Most Duplicate File Finders on the market today use CRC checking to determine if two files are identical. It is not necessary to perform an extremely time consuming bit by bit comparison against all files which happen to share the same file size.
However, since Space Hound has always led the field in Duplicate File Finders, we felt that one case of specially engineered files was one two many so we have adopted a new method which is called MD5.
The MD5 specification (RFC 1321) says:
"It is conjectured that it is computationally infeasible to produce two messages having the same message digest, or to produce any message having a given pre-specified target message digest."MD5 usages versus CRC means that exact duplicate searching will be a bit slower in this edition of Space Hound than in previous editions however user safety is our primary concern and other elements (such as total search time) have improved performance to compensate for this overhead.
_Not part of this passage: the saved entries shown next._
PR #121, opened 2015-08-02
RestartCollectionService

StephenBlackWasAlreadyTaken:
Use a name of the collection method that is passed in so we are sure we are getting the new value when it is changed in preferences

### DIFF
--- a/app/src/main/java/com/eveningoutpost/dexdrip/UtilityModels/CollectionServiceStarter.java
+++ b/app/src/main/java/com/eveningoutpost/dexdrip/UtilityModels/CollectionServiceStarter.java
@@ -30,6 +30,8 @@ public class CollectionServiceStarter {
         }
         return false;
     }
+    public static boolean isBTWixel(String collection_method) { return collection_method.equals("BluetoothWixel"); }
+
     public static boolean isDexbridgeWixel(Context context) {
         SharedPreferences prefs = PreferenceManager.getDefaultSharedPreferences(context);
         String collection_method = prefs.getString("dex_collection_method", "BluetoothWixel");
@@ -38,6 +40,8 @@ public class CollectionServiceStarter {
         }
         return false;
     }
+    public static boolean isDexbridgeWixel(String collection_method) { return collection_method.equals("DexbridgeWixel"); }
+
     public static boolean isBTShare(Context context) {
         SharedPreferences prefs = PreferenceManager.getDefaultSharedPreferences(context);
         String collection_method = prefs.getString("dex_collection_method", "BluetoothWixel");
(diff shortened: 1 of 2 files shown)


tzachi-dar:
@StephenBlackWasAlreadyTaken Seems to me that it is not enough. We have to pass the collection_method to all the 4 functions isBTWixel(), isDexbridgeWixel() and so on. Since java does not have a default parameter and this functions are called a lot of time I believe that another set of four functions should be created. For example:
 public static boolean isBTWixel(Context context) {
    SharedPreferences prefs = PreferenceManager.getDefaultSharedPreferences(context);
    String collection_method = prefs.getString("dex_collection_method", "BluetoothWixel");
    return isBTWixel(context, collection_method)
}

public static boolean isBTWixel(String collection_method) {
if(collection_method.compareTo("BluetoothWixel") == 0) {
        return true;
    }
    return false;
}

StephenBlackWasAlreadyTaken:
Ah good call, will update!

AdrianLxM:
@tzachi-dar's version jlooks good to me to pass the updated value (as in the settings there will be the value only AFTER onPreferenceChange retruns true.)

Just instead of
`public static boolean isBTWixel(String collection_method) {
if(collection_method.compareTo("BluetoothWixel") == 0) {
return true;
}
return false;
}`

I would write

`public static boolean isBTWixel(String collection_method) {
return collection_method.equals("BluetoothWixel");
}`

StephenBlackWasAlreadyTaken:
@AdrianLxM and @tzachi-dar can you check it out once more

tzachi-dar:
Well this should work.
I would have written it a little differently, but this is only an issue of style.

Tzachi

AdrianLxM:
Looking good to me :)

I just wonder why it worked before switching between bridge and BT-wixel... must have been the failover timer?

tzachi-dar:
two reasons why we never saw it before:
1) on start-sensor the services are also restarted.
2) bridge and BT-wixel are using the same service. they change things in the code, but they call isBT many times and get the correct result.

I only found it since I wanted to stop receiving packets and moved the input method to find that I still receive them.

jstevensog:
I probably should have made a separate service for xBridge.  I didn't at
the time, as essentially wixel-xDrip and xBridge did the same thing, but
using different protocols.  Can always revisit down the track, as it is
less likely to cause issues as the xBridge protocol evolves.

On Tue, Aug 4, 2015 at 3:47 PM, tzachi-dar notifications@github.com wrote:

> two reasons why we never saw it before:
> 1) on start-sensor the services are also restarted.
> 2) bridge and BT-wixel are using the same service. they change things in
> the code, but they call isBT many times and get the correct result.
> 
> I only found it since I wanted to stop receiving packets and moved the
> input method to find that I still receive them.
> 
> —
> https://github.com/StephenBlackWasAlreadyTaken/xDrip-Experimental/pull/121#issuecomment-127486117
> .

## 

John Stevens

Also, a note about MD5 versus Byte-by-Byte comparison tools - Space Hound includes a Byte-by-Byte comparison tool for taking that extra step (if necessary). However, you don't want a tool that performs this during the search process. Why? Because consider the situation where you have 50 files that need to be compared Byte-by-Byte. This means that file #1 must be checked against all of the other 49. File #2 must also be checked against EACH of the other #49. The more files you have that undergo individual testing against other potential duplicates, the longer the process is going to take. MD5 computations are highly reliable and, as the author of the program, I challenge anyone to to show me two files of the same size with identical MD5 values that are not identical Byte-by-Byte.